= Bernard Lamotte =

French painter

Bernard Lamotte (1903 – September 28, 1983) was a Paris-born artist, illustrator, painter, and muralist. He attended the École des Beaux-Arts at the Sorbonne and studied under Bernand Corman and Lucien Simon (1861–1945). From 1932 to 1935, he traveled to Tahiti and New York and in 1935 he moved to New York City to pursue his art.

==Style and works==

Lamotte's travels inspired his works, as demonstrated by his cityscapes of Paris, New York, and Tahiti. Lamotte beautifully captured modern day Parisian city life and street scenes. Lamotte's style is reminiscent of other artists of the School of Paris, modern with a flair for the romantic. His technique gives his oil paintings a look and texture of a watercolor.

While in New York between travels to Tahiti and Paris, within one year of his arrival Lamotte received several mural commissions including and exhibitions including a solo show at the Wildenstein Gallery. Other exhibits included the Art Institute of Chicago in 1941, the Carstairs Gallery in New York City annually from 1941–1950s, and a solo show at the Palm Beach Gallery in 1965. Like Pierre Sicard and Grigory Gluckmann, Lamotte was represented by the Dalzell-Hatfield Gallery in Los Angeles, which had an exhibition in 1975.

Lamotte also created a mural of Christiansted Harbor on St. Croix, Virgin Islands for the White House pool for John F. Kennedy, which is now preserved in the John F. Kennedy Library and Museum, Boston. Other commissions include businesses, restaurants corporations, private collectors, and theatre design.

Lamotte was also an illustrator for numerous fashion magazines. In 1945 an illustrated book published on Lamotte entitled, Bernard Lamotte, Oil Painting and Brush Drawing, was written by Louis Gauthier and in 1948 his work was reviewed in Time magazine.

Museum collections of Lamotte's work include the Tokyo Museum, Luxembourg Museum, Musee d’Art Moderne in Paris, and the French Embassy in Finland. Private collections include Joseph P. Kennedy, Alfred Barnes, and Anton Dalhuijsen, among several others.

The Vose Gallery of Boston has hosted several exhibitions from his estate.

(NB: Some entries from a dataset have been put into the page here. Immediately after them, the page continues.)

PR #1782, opened 2020-07-16
Add PyTorch 1.6 to CI, fix errors related to new release

seemethere:
Results from the integration tests that were ran can be found here: https://app.circleci.com/pipelines/github/pytorch/pytorch-integration-testing/28/workflows/80c9c991-949b-4928-a89b-a26c5f023f8f/jobs/149

Ran into an error message when running tests that use this function for
the PyTorch 1.6 release:

> Integer division of tensors using div or / is no longer supported

Replaced the regular divide with a floor divide

### DIFF
--- a/docker/Dockerfile-circleci
+++ b/docker/Dockerfile-circleci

==New York City residence==

Lamotte's atelier was located above what is now La Grenouille restaurant where fellow expatriate French artists and famed New York personalities congregated, including Greta Garbo, Charlie Chaplin, and Marlene Dietrich. The studio he and his wife shared became a bohemian haven and was coined, Le Bocal ("The Fishbowl").

==Friendship with Antoine de Saint-Exupéry==

Antoine de Saint-Exupéry met Lamotte in art school in France, and in the early 1940s spent a great deal of time in Lamotte's New York City studio at 3 East 52nd Street, called Le Bocal. It was one of the places where Saint-Exupéry worked on Le petit prince. Lamotte also created the illustrations for Flight to Arras by Antoine de Saint-Exupéry.

==Personal life==

Lamotte was born and educated in Paris. He had been bedridden for some time as a child due to an injury and spent his time studying the color and textures of the cityscape below his window, which would greatly influence his artistic style and passion.

After years of travel, Bernard became an American citizen in 1951. He married Lilyan White Kent, a painter and sculptor, who was the widow of Twentieth Century Fox president Sidney R. Kent. She introduced him to such stars as Marlene Dietrich, Charlie Chaplin, and Greta Garbo.

Bernard died in 1983 at age 80 from complications from surgery at St. Luke's Hospital in Manhattan.